Still, my D-MER was severe, and I stopped pumping for my second daughter after five months.

I had my third baby girl, Magnolia, in 2020, and I once again suffered from D-MER. By the third day of trying unsuccessfully to breastfeed my hungry newborn, I was sobbing. "I’m going to pump," I said firmly, and that was that. I promised myself that I would do so for at least a month and give myself grace to quit when it felt right for me. 

This time, I was much better. I stashed positive meditation books by my pumping station to read while the pump ran. I kept my charging cables and phone nearby so I can watch Supernatural or Dr. Who. Five to six times a day, a familiar dread pooled in my midsection when I needed to release milk. The second I sat down and turned the pump on, my stomach dropped. The really intense part only lasted for one to three minutes.

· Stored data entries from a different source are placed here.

PR #3580, opened 2013-06-25
Support localization of TOS and PP

ozten:
With this patch...
- tos.ejs and privacy.ejs are moved into `resources/views/<locale>/`
- On startup, localized TOS and PP files are noted
- For any supported locale, if files exists, links in dialog are updated


resources/views/signin.ejs
```diff
@@ -0,0 +1,117 @@
+<!-- This Source Code Form is subject to the terms of the Mozilla Public
```
jrgm: Did you really mean to add back this obsolete, previously removed view?

ozten: No, great catch! Thanks jrgm. Is it just a matter of removing `resources/views/signin.ejs`?

(I had a rather nasty merge as this work has been done for a while waiting on legal)

jrgm: Yeah, I /think/ it just needs this file removed (the routes and page-tests, etc., don't appear to have been added back).

resources/static/pages/js/start.js
```diff
@@ -158,6 +158,7 @@ $(function() {
         module = bid.about.create();
         module.start({});
       }
+      // TODO /en/tos
```
ozten, line 161: Do we need to do anything here? I don't think so and will remove TODO. Just wanted to call it out.

ozten:
All green except the last one is grey. Rerunning Travis build (3rd time). War on orange isn't just for bugzilla anymore ;)

lib/static/views.js
```diff
@@ -222,31 +254,45 @@ exports.setup = function(app) {
...
 
-  app.get("/tos", function(req, res) {
-    renderCachableView(req, res, 'tos.ejs', {
-      title: _('Terms of Service'),
-      fullpage: false
+  function pickLocale(supported, lang) {
+    var templateLocale = 'en',
+        locale = i18n.localeFrom(lang);
+
+    if (supported.indexOf(locale) !== -1) {
```
jedp, line 261: Should the logic be more nuanced here?  Say we have `pt` but not `pt-BR`; should we not fall back to `pt` instead of `en`?  (I honestly don't know.  Nationalist sentiments may prefer falling back to `en` in such a case.  I cannot speak for what should happen with `en-US` and `en-GB`, we two peoples "separated by a common language.")

resources/static/pages/js/start.js
jedp, line 161: I don't think so.  I believe this is actually your note, and this PR seems to provide what it was requesting?

I wonder, somewhat relatedly, whether the `helpers.log` message that follows in this file should print the path that was requested? (`helpers.log("Unknown path: " + path);`)  If there is any confusion in this url change, this may be useful?

jedp:
War on Orange.  That should be our band name.

lib/static/views.js
ozten, line 261: Exact match is best for political reasons.

We can add special logic on a case by case basis... but this doesn't happen much in `supported_languages` today.

resources/static/pages/js/start.js
ozten, line 161: Ya, my note. I was wondering if we needed to tweak the matches, but I found it works without it.

Thanks for double checking.

> (helpers.log("Unknown path: " + path);) 

Good call. Will do.

jedp:
I don't know what travis's beef is with this.  Tests look great locally, and manual testing of the urls and fallback cases is working perfectly.

jedp:
Thanks for re-pushing.  Travis is now all nice and green.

I don’t like being touched while pumping, so I had my husband keep our 4-year-old, 21-month-old and newborn on the other side of a closed door. I just tried to be alone. Milk letdowns leave me feeling crummy for about 10 to 15 minutes of a 30-minute session. By the time I finished, I felt better.

It's sad to me that there are many more women with D-MER who don't know what they have and probably feel terribly alone. I want more people to know about this condition. If I could go back and talk to my first-time mom self about D-MER, I’d say, "You're not alone. You're not crazy. Don’t let the mom shame get to you. If you need to quit for your mental health, then do it."

My baby tracking app told me that I pumped milk 720 times for just one of my kids. To know that I was capable of that sacrifice — even though it made me miserable — makes me proud.